Das toppte dann ZDF-Moderator Claus Kleber am Wahlabend. Die österreichischen Grünen erreichten 13,9 Prozent der Stimmen, was einem Zuwachs von 10,1 Prozent entspricht. Kurz kann so eine Zweier-Koalition der ÖVP mit den Grünen, den Sozialdemokraten oder wieder mit der FPÖ bilden. Letztere sehen für sich derzeit keinen Regierungsauftrag, mit der SPÖ geht es wohl atmosphärisch nicht und mit den Grünen gibt es eine politische Schnittmenge von höchstens 20 Prozent. Die Regierungsbildung wird trotz des klaren Wahlsieges der ÖVP voraussichtlich nicht einfach. Deshalb hatte Sebastian Kurz am Wahlabend nicht nur seinen Wählern gedankt, sondern auch betont, er werde mit allen drei Parteien reden. Kleber, der Kurz zum Interview im heutejournal vor der Kamera hatte, wollte diesen jedoch ausschließlich darauf festlegen, eine neuerliche Koalition mit der FPÖ auszuschließen.
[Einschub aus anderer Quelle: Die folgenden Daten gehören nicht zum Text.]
PR #410, opened 2026-06-01
POC Scout XNAT auth plugin + python lib

johnflavin:
### Product
No direct product implications yet.

### Technical
- Adds `scout-xnat-auth-plugin`, an XNAT plugin which can do two kinds of JWT token auth in Scout's environment
  - One for direct user browser access that pulls user info from the `X-Auth-Request-Access-Token` header, set by oauth2-proxy
  - Another for internal API access (from user Jupyter notebooks or other services) that takes a user's JWT token for that other service, exchanges it for an `xnat` service token, then auths the user with that
- Adds `scout-xnatpy`, a python library that wraps `xnatpy` and performs the jupyter token auth steps on the user's behalf. The user just connects to xnat in their notebook and `scout-xnatpy` gets the token, auth to XNAT, and keeps a `JSESSIONID` going in the background. The user then interacts with the API via `xnatpy`'s existing functionality.
- Keycloak realm: adds an xnat client
- Jupyter: Configures hub permissions so the notebook user can access their own Jupyter JWT through the hub API (which they use to auth to XNAT)

## Type of change
- [X] Work behind a feature flag (the xnat plugin + python client isn't deployed yet)
- [ ] New feature
- [ ] Improvement
- [X] Change (Some KC realm config, an oauth2-proxy header forwards the user JWT, and a jupyterhub api permission)
- [ ] Bug fix
- [ ] Documentation update
- [ ] Test update

##### Authorization
- The `scout-xnat-auth-plugin` adds a new auth mechanism to XNAT which uses JWT tokens acquired from other places, either directly from keycloak via oauth2-proxy or from user API requests in jupyter or other scout-internal services. 
- We add the `xnat-access` KC role that gets assigned to a user along with the `scout-user` group. We could separate those if we wanted to but I left them coupled for now.
- Add the `xnat` audience to Jupyter's JWT tokens, and configure the `xnat` KC client to exchange Jupyter tokens for XNAT tokens.

I didn't implement any kind of XNAT permission mapping, as in a way to manage XNAT project / data permissions in keycloak, merely an `xnat-access` role for whether they can access XNAT or not. Any user who can get to XNAT can log in and see their projects if they've created any. I considered adding an `xnat-admin` role tied to the `scout-admin` group, and, while that is possible to do, it was unnecessary scope for this POC.

##### Appsec
We now populate the `X-Auth-Request-Access-Token` header in `oauth2-proxy`. This forwards the user's keycloak JWT to all downstream services. We did this so it can be accessed by XNAT directly and jupyterhub -> user notebooks -> XNAT. 

The JWT tokens aren't forgeable without the service secrets. A user's session could in theory be hijacked by an attacker who gets their cookies, but that isn't new.

A user can't set their own `X-Auth-Request-Access-Token` from outside because it gets stripped by traefik, then set by OA2P.

The user could in principle set this header in their notebook with the contents being the JWT, but that gets stopped by the HeaderTrustFilter which verifies that only `oauth2-proxy` tokens are valid. Plus, the notebook user could just use their JWT as a Bearer token and it would work, so why would they try to set it on the header anyway?

### Performance
I haven't really considered performance, but I don't think it will be a big additional load on either Scout as a whole or XNAT specifically. There's nothing automated here, only user actions trigger auth to happen.

### Data
N/A

### Backward compatibility
This only adds a few non-deployed XNAT integrations and some minor changes into KC, OA2P, and JH. Everything should be backwards compatible.

The only incompatibilities I could think of are
- The keycloak XNAT client does need a secret set in the inventory. If your inventory doesn't have that the deploy will fail.
- Right now nothing creates the `xnat` namespace, but jupyter notebooks are set up to allow egress to that namespace. I don't know if that will cause a problem or not. 

## Testing
I deployed all of this along with an XNAT and a POC XNAT-UI service to `dev03`. Everything worked together.

I have also deployed just the changes on this branch to `dev03` and verified that nothing breaks.

## Note for reviewers
I don't know if the jupyter token exchange is even required. Meaning, a notebook user submits their jupyter JWT to XNAT and the plugin exchanges that in KC for an XNAT token. I thought this exchange was necessary, but reviewing #402 which lets trino take other services' tokens without exchange made me question this assumption.

## Checklist
- [X] I have added unit tests, if appropriate


kathrynalpert:
Is the XNAT ansible deployment coming in a subsequent, but soon, PR? And will that PR string up the publish of this plugin as a container image that the XNAT helm chart can use?

johnflavin:
> Is the XNAT ansible deployment coming in a subsequent, but soon, PR? And will that PR string up the publish of this plugin as a container image that the XNAT helm chart can use?

That's right. I haven't wired up the XNAT deploy into our ansible but I do plan to do that soon. My plan was for this plugin jar to be built + published in CI and pulled into XNAT via gradle in an init container; I wasn't planning to package it into a container itself. That should work even air-gapped because we can pull jars through the nexus proxy. Does that sound reasonable?

kathrynalpert:
> My plan was for this plugin jar to be built + published in CI and pulled into XNAT via gradle in an init container; I wasn't planning to package it into a container itself. That should work even air-gapped because we can pull jars through the nexus proxy. Does that sound reasonable?

It does, but it mildly conflicts with the [current state of the XNAT helm chart](https://github.com/NrgXnat/helm-charts/blob/4d6f011f6983dfd282abb3be09f0a29b6bfad3be/helm/xnat/templates/statefulset.yaml#L120). I think it's a nicer approach, though, so I'd like to see you contribute the change back to the XNAT helm repo.

cmoore01:
> > My plan was for this plugin jar to be built + published in CI and pulled into XNAT via gradle in an init container; I wasn't planning to package it into a container itself. That should work even air-gapped because we can pull jars through the nexus proxy. Does that sound reasonable?
> 
> It does, but it mildly conflicts with the [current state of the XNAT helm chart](https://github.com/NrgXnat/helm-charts/blob/4d6f011f6983dfd282abb3be09f0a29b6bfad3be/helm/xnat/templates/statefulset.yaml#L120). I think it's a nicer approach, though, so I'd like to see you contribute the change back to the XNAT helm repo.

Could that replace entirely the need to have plugins published as images? That has always seemed wildly clunky to me and I would love to remove it if we could.

scout-xnat-auth-plugin/gradle/wrapper/gradle-wrapper.properties
```diff
@@ -0,0 +1,7 @@
+distributionBase=GRADLE_USER_HOME
+distributionPath=wrapper/dists
+distributionUrl=https\://services.gradle.org/distributions/gradle-8.14.4-bin.zip
```
kathrynalpert, line 3: Any reason not to use gradle 9?

ansible/roles/oauth2-proxy/templates/values.yaml.j2
```diff
@@ -24,6 +24,11 @@ config:
     banner = "{{ oauth2_proxy_banner }}"
     footer = "{{ server_hostname }}" # Hacky way to pass server hostname to sign_in template
     upstreams = ["static://200"]
+    # Emit the upstream access token from /oauth2/auth so Traefik's ForwardAuth
+    # middleware can forward it. The access token (a signed Keycloak JWT) is the
+    # single source of truth for services that trust oauth2-proxy as the
+    # identity source (eg. scout-xnat-auth-plugin's HeaderTrustFilter).
+    pass_access_token = true
```
kathrynalpert, line 39: Claude is pretty insistent that you need `set_xauthrequest = true` here, as well:
>  - --set-xauthrequest: "…When used with --pass-access-token, X-Auth-Request-Access-Token is added to response headers."
>  - --pass-access-token: "pass OAuth access_token to upstream via X-Forwarded-Access-Token header. When used with --set-xauthrequest this adds the X-Auth-Request-Access-Token header to the response."
>  
> And the v7.7.1 source agrees — the response header is appended only inside if SetXAuthRequest { … if PassAccessToken { … } }. So pass_access_token alone produces only X-Forwarded-Access-Token (an upstream request header), which isn't in Scout's Traefik authResponseHeaders and is meaningless in the static://200 ForwardAuth mode anyway. It does not produce the X-Auth-Request-Access-Token that HeaderTrustFilter reads.

scout-xnat-auth-plugin/src/main/java/edu/wustl/scout/xnat/auth/service/DefaultUserProvisioningService.java
```diff
@@ -0,0 +1,100 @@
...
+        xdatUser.setEmail(StringUtils.defaultString(identity.getEmail(), ""));
+        xdatUser.setFirstname(StringUtils.defaultString(identity.getFirstName(), identity.getPreferredUsername()));
+        xdatUser.setLastname(StringUtils.defaultString(identity.getLastName(), ""));
+        xdatUser.setEnabled(true);
+        xdatUser.setVerified(true);
+
+        try {
+            final UserI admin = Users.getAdminUser();
+            final XdatUserAuth auth = new XdatUserAuth(
+                    identity.getSub(), authMethod, providerId, xdatUser.getLogin(), true, 0);
```
kathrynalpert, line 103: Should this be `buildUsername(identity.getSub())` per the `provision` method, above? Or vice-versa.

scout-xnat-auth-plugin/src/main/java/edu/wustl/scout/xnat/auth/security/BearerTokenFilter.java
```diff
@@ -0,0 +1,175 @@
...
+        try {
+            final UserI user = provisioningService.provision(identity);
+            final ScoutAuthenticationToken token = new ScoutAuthenticationToken(user, "keycloak");
+            SecurityContextHolder.getContext().setAuthentication(token);
+            // Mirror XDAT.loginUser: populate the session-scoped UserHelper so the
+            // Velocity browser path (eg. project pages) sees a usable permission
+            // model instead of the "no access" fallback. Required for browser
+            // round-trips that follow a bearer-authenticated REST call.
+            UserHelper.setUserHelper(request, user);
+        } catch (AuthenticationException e) {
```
kathrynalpert: Should this also handle `AccessDeniedException`?

scout-xnat-auth-plugin/README.md
```diff
@@ -0,0 +1,71 @@
...
+## Build
+
+```bash
+JAVA_HOME=$(/usr/libexec/java_home -v 1.8) PATH=$JAVA_HOME/bin:$PATH \
+  ./gradlew --no-daemon xnatPluginJar
+```
+
+Output: `build/libs/scout-xnat-auth-plugin-0.1.0-SNAPSHOT-xpl.jar`.
+
+Gradle 8.10.2 (vendored as the wrapper) needs Java 8–22.
```
kathrynalpert: Nit: This isn't the version of gradle you're using

scout-xnat-auth-plugin/src/main/java/edu/wustl/scout/xnat/auth/security/HeaderTrustFilter.java
```diff
@@ -0,0 +1,195 @@
...
+    private static String claimAsString(final JWTClaimsSet claims, final String name) {
+        try {
+            return claims.getStringClaim(name);
+        } catch (java.text.ParseException e) {
+            return null;
+        }
+    }
+
+    @SuppressWarnings("unchecked")
+    static List<String> extractClientRoles(JWTClaimsSet claims, String clientId) {
```
kathrynalpert: It appears this method is duplicated (see line 55 of scout-xnat-auth-plugin/src/main/java/edu/wustl/scout/xnat/auth/security/JwtValidator.java)

scout-xnat-auth-plugin/src/main/java/edu/wustl/scout/xnat/auth/security/BearerTokenFilter.java
```diff
@@ -0,0 +1,175 @@
...
+    private static List<String> stringListClaim(final JWTClaimsSet claims, final String name) {
+        Object value = claims.getClaim(name);
+        if (value instanceof List) {
+            return (List<String>) value;
+        }
+        return Collections.emptyList();
+    }
+
+    @SuppressWarnings("unchecked")
+    private static List<String> realmRoles(final JWTClaimsSet claims) {
```
kathrynalpert: Is this the same method as `extractRealmRoles` in scout-xnat-auth-plugin/src/main/java/edu/wustl/scout/xnat/auth/security/HeaderTrustFilter.java?

scout-xnat-auth-plugin/src/main/java/edu/wustl/scout/xnat/auth/security/HeaderTrustFilter.java
```diff
@@ -0,0 +1,195 @@
...
+            // Don't echo the provisioning exception detail to the client — it can
+            // leak internal state. The reason is logged above for operators.
+            response.sendError(HttpServletResponse.SC_FORBIDDEN, "Scout auth: user provisioning failed");
+            return;
+        }
+
+        chain.doFilter(request, response);
+    }
+
+    private static String claimAsString(final JWTClaimsSet claims, final String name) {
```
kathrynalpert: Is this duplicated in scout-xnat-auth-plugin/src/main/java/edu/wustl/scout/xnat/auth/security/BearerTokenFilter.java 147?

scout-xnat-auth-plugin/src/main/java/edu/wustl/scout/xnat/auth/security/HeaderTrustFilter.java
```diff
@@ -0,0 +1,195 @@
...
+        final String email = claimAsString(claims, "email");
+        final String firstName = claimAsString(claims, "given_name");
+        final String lastName = claimAsString(claims, "family_name");
+
+        // The xnat-access gate is enforced solely from the token's role claims:
+        // client roles in resource_access.<client>.roles, plus realm roles in
+        // realm_access.roles. No group-name inference fallback.
+        final List<String> roles = new ArrayList<>();
+        roles.addAll(extractClientRoles(claims, properties.getClientId()));
+        roles.addAll(extractRealmRoles(claims));
```
kathrynalpert: I'm surprised we want to check both client and realm roles here, I would assume we wanted one or the other.

scout-xnat-auth-plugin/src/main/java/edu/wustl/scout/xnat/auth/security/BearerTokenFilter.java
```diff
@@ -0,0 +1,175 @@
...
+
+    private ScoutIdentity identityFrom(final JWTClaimsSet claims) {
+        final String sub = claims.getSubject();
+        final String preferredUsername = claimAsString(claims, "preferred_username");
+        final String email = claimAsString(claims, "email");
+        final String firstName = claimAsString(claims, "given_name");
+        final String lastName = claimAsString(claims, "family_name");
+        final List<String> groups = stringListClaim(claims, "groups");
+        final List<String> roles = new ArrayList<>(JwtValidator.extractClientRoles(claims, properties.getClientId()));
+        roles.addAll(realmRoles(claims));
```
kathrynalpert: Same question about client/realm roles - and also could this be DRY so both Bearer and Header filters use the same logic?

scout-xnat-auth-plugin/src/main/java/edu/wustl/scout/xnat/auth/security/BearerTokenFilter.java
```diff
@@ -0,0 +1,175 @@
...
+        chain.doFilter(request, response);
+    }
+
+    private ScoutIdentity identityFrom(final JWTClaimsSet claims) {
+        final String sub = claims.getSubject();
+        final String preferredUsername = claimAsString(claims, "preferred_username");
+        final String email = claimAsString(claims, "email");
+        final String firstName = claimAsString(claims, "given_name");
+        final String lastName = claimAsString(claims, "family_name");
+        final List<String> groups = stringListClaim(claims, "groups");
```
kathrynalpert: >We add the `xnat-access` KC role that gets assigned to a user along with the `scout-user` group. We could separate those if we wanted to but I left them coupled for now.

As far as I can tell, `groups` isn't used anywhere. Can you explain roles vs groups for this functionality?

scout-xnat-auth-plugin/src/main/java/edu/wustl/scout/xnat/auth/security/HeaderTrustFilter.java
```diff
@@ -0,0 +1,195 @@
...
+            return;
+        }
+
+        final ScoutIdentity identity = new ScoutIdentity(
+                sub, preferredUsername, email, firstName, lastName, Collections.emptyList(), roles);
+        log.debug("HeaderTrustFilter authenticating {}", identity);
+
+        try {
+            final UserI user = provisioningService.provision(identity);
+            final ScoutAuthenticationToken token = new ScoutAuthenticationToken(user, "keycloak");
```
kathrynalpert: Nit: magic string `"keycloak"` again

scout-xnat-auth-plugin/src/main/java/edu/wustl/scout/xnat/auth/security/BearerTokenFilter.java
```diff
@@ -0,0 +1,175 @@
...
+            response.sendError(HttpServletResponse.SC_FORBIDDEN, "exchanged token rejected");
+            return;
+        }
+
+        // Step 4: provision and attach.
+        final ScoutIdentity identity = identityFrom(claims);
+        log.debug("BearerTokenFilter authenticating {}", identity);
+        try {
+            final UserI user = provisioningService.provision(identity);
+            final ScoutAuthenticationToken token = new ScoutAuthenticationToken(user, "keycloak");
```
kathrynalpert: Nit: magic string "keycloak" - does this need to match DefaultUserProvisioningService's providerId?

kathrynalpert (commented):
I think the question of token exchange is one to revisit. I'm pretty confident you don't _need_ it (you could use the `xnat` audience that's already on the Jupyter token and remove the `azp=xnat` requirement on the XNAT side), but do you _want_ it? It seems like exchange might be more standard/auditable, at the cost of some maintenance burden/complexity. And I'd really like to understand if we gain anything from a security perspective before we accept that complexity.

I would argue that the way exchange is implemented here might be the worst of both worlds. XNAT exchanges a token only if `xnat` is already in the Jupyter token's audience, at which point that token is already a valid XNAT credential; the exchange is just ceremony. And I'm not sure we can get around that here, since the credential has to come client-side (we're in a notebook). Moreover, this approach means we have to reimplement the exchange logic in multiple places - i.e. if we want to exchange a Jupyter token for Trino token, we can't use the `TokenExchangeService.java‎` in this XNAT plugin, we'd have to reimplement on Trino side.

Interested in your thoughts, maybe I'm missing something.

scout-xnat-auth-plugin/gradle/wrapper/gradle-wrapper.properties
johnflavin: Yes. We're targeting XNAT 1.9.x for now, which is still on Java 8. I think in theory we could use Java 17+ to _build_ the plugin but still target Java 8 bytecode, possibly, but we're also using some old builder plugins that aren't supported by Gradle 9. 

I do want to upgrade this to target XNAT 1.10, JDK at least 17, get rid of some of the old plugins and dependencies and whatever, and get on Gradle 9. But it didn't seem like time well spent.

scout-xnat-auth-plugin/README.md
johnflavin: Sorry, that's my bad. I initially started with essentially a copy of the OIDC plugin's build which is (I think) on this older gradle and then I updated and cleaned some things up, but missed this in the docs.

ansible/roles/oauth2-proxy/templates/values.yaml.j2
johnflavin: I've confirmed that my own Claude agrees. But I'm confused. This _did_ work, I was able to successfully log in through the browser, which tells me that the plugin did get the token off this header in XNAT. So why did it work if the robots think it shouldn't have? I will need to dig a little further on this and see what's going on.

kathrynalpert: It looked like you had this at one point and then removed it, so perhaps the redeploy didn't unset the setting?

johnflavin: Ah, I see. I had this set at one point but accidentally removed it during a refactor. Mystery solved.

scout-xnat-auth-plugin/src/main/java/edu/wustl/scout/xnat/auth/security/BearerTokenFilter.java
johnflavin: I think there are two uses of "group" that are being conflated.
1. You quoted the description I wrote about the `scout-user` group. That's a keycloak concept which is how we grant the `xnat-access` role to users.
2. The "groups" claim in the JWT, which is what this line of code reads. I know less about that; JWTs are a bit of a black box to me. Or... maybe an obscured box? I know a little but not much. It does seem that you’re right, this line is reading something that is never used. I'll remove it.

scout-xnat-auth-plugin/src/main/java/edu/wustl/scout/xnat/auth/security/HeaderTrustFilter.java
johnflavin: I believe you’re right. The `xnat-access` role is only on the `xnat` KC client and gets set on the JWT's client roles, so there's no need to check realm roles here.

scout-xnat-auth-plugin/src/main/java/edu/wustl/scout/xnat/auth/security/BearerTokenFilter.java
kathrynalpert: I'm pretty sure the groups claim holds the scout user groups, e.g, `scout-user`/`scout-admin`

johnflavin: But I'm guessing since we have a group mapper defined for the `scout-user` group -> `xnat-access` role that means the role gets set on the JWT; we can just check `roles` and don't need to check the `groups`. Does that match your understanding?

kathrynalpert: I think that's right, but more generally, [I this we should revisit how/whether token exchange is implemented](https://github.com/washu-tag/scout/pull/410#pullrequestreview-4404726085).

johnflavin: Short story: I intend to rip out the token exchange. Longer comment incoming after I can redeploy and test.

johnflavin:
> I think the question of token exchange is one to revisit. I'm pretty confident you don't _need_ it (you could use the `xnat` audience that's already on the Jupyter token and remove the `azp=xnat` requirement on the XNAT side), but do you _want_ it? It seems like exchange might be more standard/auditable, at the cost of some maintenance burden/complexity. And I'd really like to understand if we gain anything from a security perspective before we accept that complexity.
> 
> I would argue that the way exchange is implemented here might be the worst of both worlds. XNAT exchanges a token only if `xnat` is already in the Jupyter token's audience, at which point that token is already a valid XNAT credential; the exchange is just ceremony. And I'm not sure we can get around that here, since the credential has to come client-side (we're in a notebook). Moreover, this approach means we have to reimplement the exchange logic in multiple places - i.e. if we want to exchange a Jupyter token for Trino token, we can't use the `TokenExchangeService.java‎` in this XNAT plugin, we'd have to reimplement on Trino side.
> 
> Interested in your thoughts, maybe I'm missing something.

I thought about it, and it seems unnecessary. When I was initially planning out this plugin it made sense to get a jupyter token and need to exchange that for an xnat token. But once that was implemented it didn't work. Keycloak won't let you exchange a token unless the initial token (jupyterhub in this example) has the destination client (xnat) in its audience. But when you have that, then there's seemingly no reason to exchange at all; the original token is already valid for the destination service. 

I've done a big refactor to remove the token exchange entirely and streamline the token checks done in the two auth paths. I was also able to remove most of the changes to the scout realm (and drop the required `keycloak_xnat_client_secret` param) by making the `xnat` client `bearerOnly`; nothing actually mints an `xnat` client but it is available as an audience and in group mappings.

kathrynalpert (approved):
Last nit that maybe some `log.info` should be `log.debug`. Otherwise, LGTM!

johnflavin:
> Last nit that maybe some `log.info` should be `log.debug`. Otherwise, LGTM!

I did another round of Claude review. Found at least one actual bug in the python lib's `JSESSIONID` refresh; I'll push a fix for that soon. And it seems to really not like sending the JWT `X-Auth-Request-Access-Token` header to all services by default. I might implement some other middleware which will pass that header, and we can set it explicitly on only those services that need the token. I'm still investigating.

kathrynalpert:
> it seems to really not like sending the JWT `X-Auth-Request-Access-Token` header to all services by default. I might implement some other middleware which will pass that header, and we can set it explicitly on only those services that need the token. I'm still investigating.

Ok, interesting. It keeps telling me we should set `fullScopeAllowed=false`.

johnflavin:
After some refactors and clarifications, I don't feel comfortable with this plugin's auth flow / architecture
- The `xnat` keycloak client is `bearerOnly`, it doen't need a secret, it never gets its own tokens. XNAT is the only KC client in Scout that works this way, all the others get real KC clients which the services use to mint their own real tokens. The way this plugin's auth works goes against ADR-0003, which lays out this auth architecture.
- The only way the OA2P token has the `xnat-access` role anyway is because every token carries every client role. That in itself is a code smell. We should be setting `fullScopeAllowed=false` so each client's tokens are scoped to only that client's roles.
- We are configuring our oauth2-proxy middleware to forward the oauth2-proxy JWT to all services in the `X-Auth-Request-Access-Token` header. Claude really doesn't like this. Services that aren't expecting this header to contain a token might log it or leak it somehow. Token leakage could be bad: anyone who gets this token now gets to act as that user for the lifetime of the token. At the very least we should be forwarding the token only in a custom middleware that we can opt services into rather than the middleware that is default on all services.

The other pieces of this POC—the bearer auth login path and the `xnatpy` wrapper library—are potentially still useful. But we don't need to merge them right now. We still have lots of questions about how XNAT and Scout will integrate, so these plugins/libs may need to change before they actually get used. I can come back to the branch later and get them into shape when the rest of the XNAT integration is in a place where we need to actually get these pieces deployed.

Nach mehreren Anläufen, denen Kurz stets charmant ausgewichen war, fragte Kleber: „Trotzdem schließen Sie heute Abend auch eine Koalition mit den Rechtsnationalen nicht aus, warum?“ Kurz antwortete, er vollziehe nur das, was er vor der Wahl versprochen hatte. Kleber noch einmal, jetzt energischer: „Wäre jetzt nicht von Ihnen eine klare Ansage genau das Richtige?“ Kurz, wieder deutlich: „Vielleicht würden Sie besser wissen, was ich tun sollte, als ich das selbst weiß.“
Ja, offensichtlich. Kleber und die anderen Piefkes, beanspruchen in der Tat, besser als Kurz selbst zu wissen, was dieser tun soll. Daher schließlich nochmals Kleber: Kurz solle gefälligst die Erwartungen anderer EU-Regierungen berücksichtigen. Er wisse doch, „dass die deutsche Regierung, die Benelux-Regierungen und die Frankreich-Regierung sehr darauf hoffen, dass die Allianz mit den zweifelhaften Rechtsnationalen in Österreich aufhört“. Nun entgegnete Kurz: „Nein, ich bin meinen Wählerinnen und Wählern verpflichtet und nicht dem Ausland und auch nicht irgendwelchen Medienvertretern oder anderen Tippgebern.“
Österreichische Politik soll auch künftig in Wien und nicht in Berlin gemacht werden. Dass das für „Partnerländer“ in der EU nicht immer leicht ist, weiß man zum Beispiel in Athen zur Genüge.